Cyberint Integration

Overview

This integration allows you to connect to the Cyberint Argos platform to update alert statuses and test connectivity.

Configuration

To configure this integration within the SOAR platform, you typically need the following Cyberint details:

  • API URL: The base URL for the Cyberint API (e.g., https://api.cyberint.com/).

  • API Key: Your Cyberint API key for authentication.

  • API Secret: Your Cyberint API secret associated with the API key.

(Note: The exact parameter names might vary slightly depending on the specific SOAR platform configuration interface.)

Actions

Update Alert

Update alert status in Cyberint.

Arguments:

  • case_id (string, required): The ID of the case.

  • alert_group_identifiers (List[string], required): Identifiers for the alert groups.

  • alert_id (string, required): Specify the ID of the alert that needs to have the status updated.

  • status (List[str], optional): Specify the status for the event (e.g., Open, Closed, In Progress). Note: if “Closed” is selected, closure_reason is required.

  • closure_reason (List[str], optional): Specify the closure reason if the status is set to “Closed”.

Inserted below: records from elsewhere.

PR #947, opened 2024-05-23
[MODORDERS-1112] Sync bind pieces state with newly created item in correct tenant

Saba-Zedginidze-EPAM:
## Purpose
[[MODORDERS-1112] Sync bind pieces state with newly created item in correct tenant](https://folio-org.atlassian.net/browse/MODORDERS-1112)

## Approach
After item is created during binding, do following:
* Clear these fields as piece can have these fields populated from previous item: displaySummary, enumeration, copyNumber, chronology, accessionNumber, discoverySuppress
* Populate these fields from bindItem: barcode, callNumber, locationId

### Pieces before binding:
Display Summary and Barcode are set
Pasted image 20240523142639

### Binding call
Pasted image 20240523142712

### Pieces after binding:
Display Summary is gone, and Barcode is updated
Pasted image 20240523143141

### DIFF
--- a/src/main/java/org/folio/helper/BindHelper.java
+++ b/src/main/java/org/folio/helper/BindHelper.java
@@ -75,11 +75,13 @@ public class BindHelper extends CheckinReceivePiecesHelper<BindPiecesCollection>
       .compose(piecesGroupedByPoLine -> updateItemStatus(piecesGroupedByPoLine, requestContext))
       // 5. Crate item for pieces with specific fields
       .compose(piecesGroupedByPoLine -> createItemForPiece(piecesGroupedByPoLine, bindPiecesCollection, requestContext))
-      // 6. Update received piece records in the storage
+      // 6. Sync pieces with new item fields and clear old ones
+      .map(piecesGroupedByPoLine -> syncPiecesWithNewItem(piecesGroupedByPoLine, bindPiecesCollection))
+      // 7. Update received piece records in the storage
       .compose(piecesGroupedByPoLine -> storeUpdatedPieceRecords(piecesGroupedByPoLine, requestContext))
-      // 7. Update Title with new bind items
+      // 8. Update Title with new bind items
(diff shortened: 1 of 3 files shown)


SerhiiNosko (approved):

src/main/java/org/folio/helper/BindHelper.java
```diff
@@ -179,6 +181,26 @@ private void validateHoldingIds(List<String> holdingIds, BindPiecesCollection bi
...
+        .withDisplaySummary(null)
+        .withEnumeration(null)
+        .withCopyNumber(null)
+        .withChronology(null)
+        .withAccessionNumber(null)
+        .withDiscoverySuppress(null)
+        // Populated fields contained in new item
+        .withBarcode(bindItem.getBarcode())
+        .withCallNumber(bindItem.getCallNumber())
+        .withLocationId(bindItem.getPermanentLocationId()));
```
SerhiiNosko, line 200: will discuss these fields on standup

src/main/java/org/folio/helper/CheckinReceivePiecesHelper.java
```diff
@@ -216,15 +216,12 @@ private void checkIfAllPiecesFound(List<String> pieceIds, List<Piece> pieces) {
...
-      .map(piece -> piece.withStatusUpdatedDate(new Date()))
-      .map(piece -> storeUpdatedPieceRecord(piece, requestContext))
-      .toList();
-
-    return GenericCompositeFuture.join(futures)
+    return GenericCompositeFuture.join(
+      extractAllPieces(piecesGroupedByPoLine)
+        .filter(this::isSuccessfullyProcessedPiece)
+        .map(piece -> piece.withStatusUpdatedDate(new Date()))
+        .map(piece -> storeUpdatedPieceRecord(piece, requestContext))
```
azizbekxm, line 223: we have duplicate call to this method https://github.com/folio-org/mod-orders/pull/947/files#diff-3a7f736956a9ecfff0816c2d0a92c1261471143f91a3a5ab53b1dcd448892117R81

  • target_entities (List[TargetEntity], optional): Optional list of specific target entities (Identifier, EntityType) to run the action on.

  • scope (string, optional): Defines the scope for the action. Defaults to “All entities”.

Returns:

  • dict: A dictionary containing the result of the alert update operation.

Ping

Test connectivity to the Cyberint with parameters provided at the integration configuration page on the Marketplace tab.

Arguments:

  • case_id (string, required): The ID of the case.

  • alert_group_identifiers (List[string], required): Identifiers for the alert groups.

  • target_entities (List[TargetEntity], optional): Optional list of specific target entities (Identifier, EntityType) to run the action on.

  • scope (string, optional): Defines the scope for the action. Defaults to “All entities”.

Returns:

  • dict: A dictionary containing the result of the ping action.

Notes

  • Ensure the Cyberint integration is properly configured in the SOAR Marketplace tab with a valid API Key, API Secret, and API URL.

  • The API credentials require appropriate permissions within the Cyberint platform to update alerts.